### Problem requirements
Instruction for the entries that follow: retype exactly the lines from the line with "Ok. It sounded" to the line with "A cursory look", both included, and omit all others.
BEGIN Input
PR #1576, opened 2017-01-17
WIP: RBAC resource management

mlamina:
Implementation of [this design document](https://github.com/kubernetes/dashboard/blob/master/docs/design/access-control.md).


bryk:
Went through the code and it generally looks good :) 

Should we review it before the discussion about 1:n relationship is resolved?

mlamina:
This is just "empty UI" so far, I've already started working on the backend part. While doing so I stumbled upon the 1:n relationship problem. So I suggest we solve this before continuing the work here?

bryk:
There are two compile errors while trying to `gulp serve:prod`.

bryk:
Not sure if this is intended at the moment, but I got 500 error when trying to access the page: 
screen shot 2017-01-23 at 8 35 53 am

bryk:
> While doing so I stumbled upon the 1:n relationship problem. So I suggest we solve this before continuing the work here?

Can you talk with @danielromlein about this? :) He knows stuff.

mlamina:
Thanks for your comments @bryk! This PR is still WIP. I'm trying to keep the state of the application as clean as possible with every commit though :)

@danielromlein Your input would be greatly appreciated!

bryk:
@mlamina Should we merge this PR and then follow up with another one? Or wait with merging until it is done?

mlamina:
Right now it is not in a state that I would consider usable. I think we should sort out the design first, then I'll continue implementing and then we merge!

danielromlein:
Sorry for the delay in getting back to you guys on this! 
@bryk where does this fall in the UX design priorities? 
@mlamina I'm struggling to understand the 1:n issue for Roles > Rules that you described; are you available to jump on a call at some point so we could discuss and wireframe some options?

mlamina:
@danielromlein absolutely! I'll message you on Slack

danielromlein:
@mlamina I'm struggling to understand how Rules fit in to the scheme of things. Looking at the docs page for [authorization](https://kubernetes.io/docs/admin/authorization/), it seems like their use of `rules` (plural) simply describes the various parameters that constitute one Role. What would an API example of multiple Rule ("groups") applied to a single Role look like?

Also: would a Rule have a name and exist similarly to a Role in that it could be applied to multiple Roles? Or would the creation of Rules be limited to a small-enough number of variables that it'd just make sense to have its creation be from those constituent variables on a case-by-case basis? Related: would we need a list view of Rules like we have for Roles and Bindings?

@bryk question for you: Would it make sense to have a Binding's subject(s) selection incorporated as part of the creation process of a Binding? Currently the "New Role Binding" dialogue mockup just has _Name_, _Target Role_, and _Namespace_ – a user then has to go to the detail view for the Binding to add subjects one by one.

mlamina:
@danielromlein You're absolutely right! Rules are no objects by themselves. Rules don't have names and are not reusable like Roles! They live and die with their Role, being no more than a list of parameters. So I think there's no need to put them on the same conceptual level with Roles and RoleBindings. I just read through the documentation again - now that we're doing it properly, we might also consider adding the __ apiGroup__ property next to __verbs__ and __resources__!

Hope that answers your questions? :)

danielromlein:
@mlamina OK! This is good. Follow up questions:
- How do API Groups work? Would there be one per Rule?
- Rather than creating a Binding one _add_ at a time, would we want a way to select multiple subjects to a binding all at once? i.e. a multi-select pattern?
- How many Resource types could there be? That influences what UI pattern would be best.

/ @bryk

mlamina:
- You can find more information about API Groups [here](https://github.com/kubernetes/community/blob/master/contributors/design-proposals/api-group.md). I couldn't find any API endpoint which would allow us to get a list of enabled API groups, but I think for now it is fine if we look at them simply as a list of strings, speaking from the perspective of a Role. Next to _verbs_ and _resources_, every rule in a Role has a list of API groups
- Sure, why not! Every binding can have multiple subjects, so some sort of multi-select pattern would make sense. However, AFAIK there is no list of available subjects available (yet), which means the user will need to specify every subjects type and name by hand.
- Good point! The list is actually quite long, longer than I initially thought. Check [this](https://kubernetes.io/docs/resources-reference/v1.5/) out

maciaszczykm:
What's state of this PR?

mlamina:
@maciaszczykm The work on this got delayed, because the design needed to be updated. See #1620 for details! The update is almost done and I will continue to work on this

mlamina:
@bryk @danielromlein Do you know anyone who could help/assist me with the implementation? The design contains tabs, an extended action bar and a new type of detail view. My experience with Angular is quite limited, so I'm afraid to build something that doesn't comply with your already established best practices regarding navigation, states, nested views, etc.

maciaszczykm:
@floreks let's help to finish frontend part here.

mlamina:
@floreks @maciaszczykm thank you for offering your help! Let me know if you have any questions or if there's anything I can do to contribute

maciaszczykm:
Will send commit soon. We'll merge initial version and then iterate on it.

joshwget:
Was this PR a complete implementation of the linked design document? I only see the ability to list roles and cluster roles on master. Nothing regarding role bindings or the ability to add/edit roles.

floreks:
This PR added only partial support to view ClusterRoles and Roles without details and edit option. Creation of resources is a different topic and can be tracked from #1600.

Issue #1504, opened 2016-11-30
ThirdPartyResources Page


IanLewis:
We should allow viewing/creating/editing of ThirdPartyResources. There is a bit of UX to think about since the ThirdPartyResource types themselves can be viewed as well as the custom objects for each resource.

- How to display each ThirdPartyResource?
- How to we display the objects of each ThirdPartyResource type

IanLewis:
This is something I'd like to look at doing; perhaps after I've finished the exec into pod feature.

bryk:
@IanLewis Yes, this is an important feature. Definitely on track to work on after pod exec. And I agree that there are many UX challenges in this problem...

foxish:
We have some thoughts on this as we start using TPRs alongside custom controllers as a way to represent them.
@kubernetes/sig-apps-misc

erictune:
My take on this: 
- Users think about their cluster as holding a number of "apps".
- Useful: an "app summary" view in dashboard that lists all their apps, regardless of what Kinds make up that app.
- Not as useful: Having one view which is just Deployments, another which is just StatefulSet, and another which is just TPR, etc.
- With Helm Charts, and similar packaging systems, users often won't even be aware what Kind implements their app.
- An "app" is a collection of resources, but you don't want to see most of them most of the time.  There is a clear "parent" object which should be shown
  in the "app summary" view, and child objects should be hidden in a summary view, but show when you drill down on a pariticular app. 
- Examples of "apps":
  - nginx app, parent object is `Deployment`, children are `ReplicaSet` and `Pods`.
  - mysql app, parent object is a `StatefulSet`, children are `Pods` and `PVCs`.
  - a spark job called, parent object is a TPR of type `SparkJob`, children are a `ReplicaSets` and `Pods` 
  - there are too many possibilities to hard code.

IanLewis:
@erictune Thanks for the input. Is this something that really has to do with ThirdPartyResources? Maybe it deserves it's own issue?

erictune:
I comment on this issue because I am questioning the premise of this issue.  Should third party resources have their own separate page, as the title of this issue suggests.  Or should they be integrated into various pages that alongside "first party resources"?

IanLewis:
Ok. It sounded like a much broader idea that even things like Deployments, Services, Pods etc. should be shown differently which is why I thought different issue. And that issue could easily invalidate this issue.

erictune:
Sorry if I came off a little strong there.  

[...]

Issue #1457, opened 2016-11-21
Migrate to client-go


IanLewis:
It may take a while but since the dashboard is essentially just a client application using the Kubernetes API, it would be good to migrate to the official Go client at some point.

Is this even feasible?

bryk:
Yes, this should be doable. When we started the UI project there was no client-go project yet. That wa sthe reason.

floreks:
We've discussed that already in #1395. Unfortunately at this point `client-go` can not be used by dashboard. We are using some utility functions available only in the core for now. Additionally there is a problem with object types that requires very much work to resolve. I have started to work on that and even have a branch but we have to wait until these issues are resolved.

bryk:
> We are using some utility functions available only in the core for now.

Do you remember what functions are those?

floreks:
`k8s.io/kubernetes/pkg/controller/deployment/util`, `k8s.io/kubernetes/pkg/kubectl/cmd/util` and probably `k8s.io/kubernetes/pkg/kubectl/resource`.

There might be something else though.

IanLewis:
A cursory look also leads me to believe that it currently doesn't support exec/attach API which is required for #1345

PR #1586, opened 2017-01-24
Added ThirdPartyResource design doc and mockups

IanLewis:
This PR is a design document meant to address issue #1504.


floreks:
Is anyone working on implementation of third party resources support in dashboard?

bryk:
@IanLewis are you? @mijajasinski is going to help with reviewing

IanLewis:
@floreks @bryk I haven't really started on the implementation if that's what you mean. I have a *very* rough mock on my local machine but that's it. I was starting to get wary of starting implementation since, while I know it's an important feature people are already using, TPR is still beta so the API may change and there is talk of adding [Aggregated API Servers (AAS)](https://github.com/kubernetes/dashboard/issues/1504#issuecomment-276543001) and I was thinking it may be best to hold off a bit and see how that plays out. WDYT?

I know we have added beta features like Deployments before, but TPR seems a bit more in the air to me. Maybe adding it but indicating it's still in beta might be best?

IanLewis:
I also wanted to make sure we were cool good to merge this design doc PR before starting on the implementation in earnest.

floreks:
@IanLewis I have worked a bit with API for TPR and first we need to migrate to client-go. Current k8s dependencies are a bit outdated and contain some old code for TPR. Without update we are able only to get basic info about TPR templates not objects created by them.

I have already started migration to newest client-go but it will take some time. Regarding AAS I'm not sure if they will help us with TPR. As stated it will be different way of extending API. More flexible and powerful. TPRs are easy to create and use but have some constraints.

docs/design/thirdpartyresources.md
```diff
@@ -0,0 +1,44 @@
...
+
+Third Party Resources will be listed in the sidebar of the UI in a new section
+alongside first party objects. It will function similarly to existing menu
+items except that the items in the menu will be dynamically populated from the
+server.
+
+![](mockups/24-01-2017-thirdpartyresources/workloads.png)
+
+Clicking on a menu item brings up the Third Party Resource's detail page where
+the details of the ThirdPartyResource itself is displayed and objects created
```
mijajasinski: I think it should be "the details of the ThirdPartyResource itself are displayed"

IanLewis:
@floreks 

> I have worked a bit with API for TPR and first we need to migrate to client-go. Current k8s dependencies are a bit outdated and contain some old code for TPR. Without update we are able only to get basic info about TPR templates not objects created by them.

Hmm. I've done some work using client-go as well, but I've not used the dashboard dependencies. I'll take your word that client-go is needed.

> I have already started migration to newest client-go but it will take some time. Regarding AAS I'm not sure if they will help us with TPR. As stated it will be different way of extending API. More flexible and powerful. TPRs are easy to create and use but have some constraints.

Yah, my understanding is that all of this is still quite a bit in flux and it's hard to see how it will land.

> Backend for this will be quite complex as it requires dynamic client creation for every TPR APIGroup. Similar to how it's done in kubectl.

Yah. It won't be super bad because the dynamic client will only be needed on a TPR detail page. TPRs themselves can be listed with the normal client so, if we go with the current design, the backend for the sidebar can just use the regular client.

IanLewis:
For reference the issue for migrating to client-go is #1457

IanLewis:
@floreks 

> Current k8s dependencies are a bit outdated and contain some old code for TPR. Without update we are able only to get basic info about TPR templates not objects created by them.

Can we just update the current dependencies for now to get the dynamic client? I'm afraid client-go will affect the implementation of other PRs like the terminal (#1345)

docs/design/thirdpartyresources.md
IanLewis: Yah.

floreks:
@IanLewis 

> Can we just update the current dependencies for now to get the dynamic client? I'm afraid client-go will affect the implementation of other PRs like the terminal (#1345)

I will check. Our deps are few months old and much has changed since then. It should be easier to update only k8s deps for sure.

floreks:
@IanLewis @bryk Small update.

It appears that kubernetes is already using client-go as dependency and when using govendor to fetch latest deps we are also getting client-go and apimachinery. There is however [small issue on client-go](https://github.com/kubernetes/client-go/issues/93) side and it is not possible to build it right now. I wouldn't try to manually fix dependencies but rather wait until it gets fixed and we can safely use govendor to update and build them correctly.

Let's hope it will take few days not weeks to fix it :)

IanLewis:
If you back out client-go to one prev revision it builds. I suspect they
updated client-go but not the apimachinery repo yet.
END Input
### Response to this task
Ok. It sounded like a much broader idea that even things like Deployments, Services, Pods etc. should be shown differently which is why I thought different issue. And that issue could easily invalidate this issue.

erictune:
Sorry if I came off a little strong there.  

[...]

Issue #1457, opened 2016-11-21
Migrate to client-go


IanLewis:
It may take a while but since the dashboard is essentially just a client application using the Kubernetes API, it would be good to migrate to the official Go client at some point.

Is this even feasible?

bryk:
Yes, this should be doable. When we started the UI project there was no client-go project yet. That wa sthe reason.

floreks:
We've discussed that already in #1395. Unfortunately at this point `client-go` can not be used by dashboard. We are using some utility functions available only in the core for now. Additionally there is a problem with object types that requires very much work to resolve. I have started to work on that and even have a branch but we have to wait until these issues are resolved.

bryk:
> We are using some utility functions available only in the core for now.

Do you remember what functions are those?

floreks:
`k8s.io/kubernetes/pkg/controller/deployment/util`, `k8s.io/kubernetes/pkg/kubectl/cmd/util` and probably `k8s.io/kubernetes/pkg/kubectl/resource`.

There might be something else though.

IanLewis:
A cursory look also leads me to believe that it currently doesn't support exec/attach API which is required for #1345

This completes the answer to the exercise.